2. Do you train with heart?
3. Do you test your skills?
4. Can you learn?
5. Can you teach?


----------



## Patrick Skerry

Hollywood1340 said:
			
		

> Okay, I'm going to cease responding and I'll tell you why. For starters, if I'm getting what your saying right, you'd take legal action becasue you can't wear a uniform you want to wear? Lets take it another step. The uniform you don't want to wear is in your eyes a wesertnfication of the great art of judo? As I undertand it, you wear what sensei says wear, be it pink or blue, or polka dotted. That is your place as a student. Do you think you could step on any mat of a reputable gym and refuse to wear a uniform and expect to train? That is not a right dude, that is a privilage, one which in reading your posts its obvious you have not earned. You fail to see judo as it is, action and motion. It's not the uniform. If that is your biggest hang up you got a lot coming to you in the wide world of Judo. Better yet, go join Zen Judo, as they train as Kano meant judo to be trained. And for the rest, prove it on the mat. You'd make a good Uke I think.


Hi James,

As I wrote earlier, its not just the blue gi, although that is a factor, but it is the attitude that adopted the baby blue costume in the first place that is the real threat to judo; the twisting and mangling of a martial art into a western sport whose only goal is to win medals and provide entertainment to ticket buying spectators. Dr. Kano warned against this several times. He distinguished the difference between jodan judo (as practiced in Japan) and godan judo (as practice in the sleazy Olympics).

Am I threatening legal action? You bet your baby blue gi!

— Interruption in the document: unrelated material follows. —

PR #367, opened 2016-06-04
Use localhost for tests

mattbostock:
Previously, the tests would listen on all available interfaces.

Instead, have the tests use localhost only; using all available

Especially since this is the age of litigation, if I am prevented from competing because I am an orthodox judoka and won't wear a blue gi, that is simply discrimination on part of the IJF, especially since the IJF did not seek out in 1997 any practicing judoka's vote or permission or opinion about an offensive color change!

If I go to a gym and refuse to wear their bunny suit, that is not a problem since I have the option of simply going to another gym and wear my own preferred suit. Yet in judo, that option has been removed, the IJF demands you wear their freaky blue costume in a public place and you must pay for it to boot. I'm sure a civil liberties union lawyer can smell money in that lawsuit.

And as far as Zen judo goes, Dr. Kano never heard of it. I believe Zen judo advocates no competition at all, and Dr. Kano indicated how important tournament was to character development and technique testing, his ratio was: Randori 80%; kata 17%; and shiai 3% of the judo repetoire - not 99% competition and no kata like some stupid Western sport.

Please visit the excellent site: http://www.judoinfo.com for some needed research on judo theory and Dr. Kano's view towards judo. Then visit the Kano Society at: http://www.kanosociety.org to understand that I am not alone in my opinon on sport judo.


----------



## bignick

i'm not saying zen judo is the answer to all questions...was just saying that's the style i train in...

it's not a matter of advocating no competition...it's a matter of that's not our goal...my instructor has competed and won on the national level in both shiai and kata...

kano never heard of zen judo because he was dead by the time it was founded...

you keep referring to high judo as it's practiced in japan and referencing the sleazy olympics...well...last i checked...japan competes in those sleazy olympics...how high does that make their judo

i think you have an over romanticized view of japan and the judo practised there...


----------



## bignick

another question if the IJF and other organizations are so corrupt and horrible why do you keep wanting to enter into their tournaments...it's not discrimination because you don't want to follow their rules on uniforms and competitions...you're gonna have a heck of time convincing a judge that you were discriminated against because you didn't want to wear a blue gi...it'd be different if there were racial, sexual, ethical overtones here...but there aren't...your sole argument for lawsuit is that "i don't like blue gi's"  not the strongest grounds for litigation


----------



## Patrick Skerry

bignick said:
			
		

> i'm not saying zen judo is the answer to all questions...was just saying that's the style i train in...
> 
> it's not a matter of advocating no competition...it's a matter of that's not our goal...my instructor has competed and won on the national level in both shiai and kata...
> 
> kano never heard of zen judo because he was dead by the time it was founded...
> 
> you keep referring to high judo as it's practiced in japan and referencing the sleazy olympics...well...last i checked...japan competes in those sleazy olympics...how high does that make their judo
> 
> i think you have an over romanticized view of japan and the judo practised there...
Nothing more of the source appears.